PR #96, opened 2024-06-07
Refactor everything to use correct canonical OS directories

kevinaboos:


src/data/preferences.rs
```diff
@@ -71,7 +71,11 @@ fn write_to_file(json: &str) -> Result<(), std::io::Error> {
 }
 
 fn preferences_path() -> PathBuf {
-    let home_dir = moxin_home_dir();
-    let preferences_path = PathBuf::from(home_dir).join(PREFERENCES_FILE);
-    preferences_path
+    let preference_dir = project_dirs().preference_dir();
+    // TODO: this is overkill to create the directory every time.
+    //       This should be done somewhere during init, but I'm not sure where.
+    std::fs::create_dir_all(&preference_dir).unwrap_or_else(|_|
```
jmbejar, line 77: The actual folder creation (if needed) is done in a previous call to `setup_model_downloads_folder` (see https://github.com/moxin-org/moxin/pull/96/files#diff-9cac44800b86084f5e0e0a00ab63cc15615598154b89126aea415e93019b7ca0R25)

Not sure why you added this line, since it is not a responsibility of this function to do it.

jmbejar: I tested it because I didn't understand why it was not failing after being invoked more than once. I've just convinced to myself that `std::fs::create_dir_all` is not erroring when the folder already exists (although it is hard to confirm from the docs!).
·····
* [WHAT YOU HAVE TO DO]: In the material above, locate the line containing "jmbejar, line 77: The" and the line containing "Not sure why". Transcribe exactly those two lines and every line between them, and nothing more.

* [ANSWER BELOW]:
jmbejar, line 77: The actual folder creation (if needed) is done in a previous call to `setup_model_downloads_folder` (see https://github.com/moxin-org/moxin/pull/96/files#diff-9cac44800b86084f5e0e0a00ab63cc15615598154b89126aea415e93019b7ca0R25)

Not sure why you added this line, since it is not a responsibility of this function to do it.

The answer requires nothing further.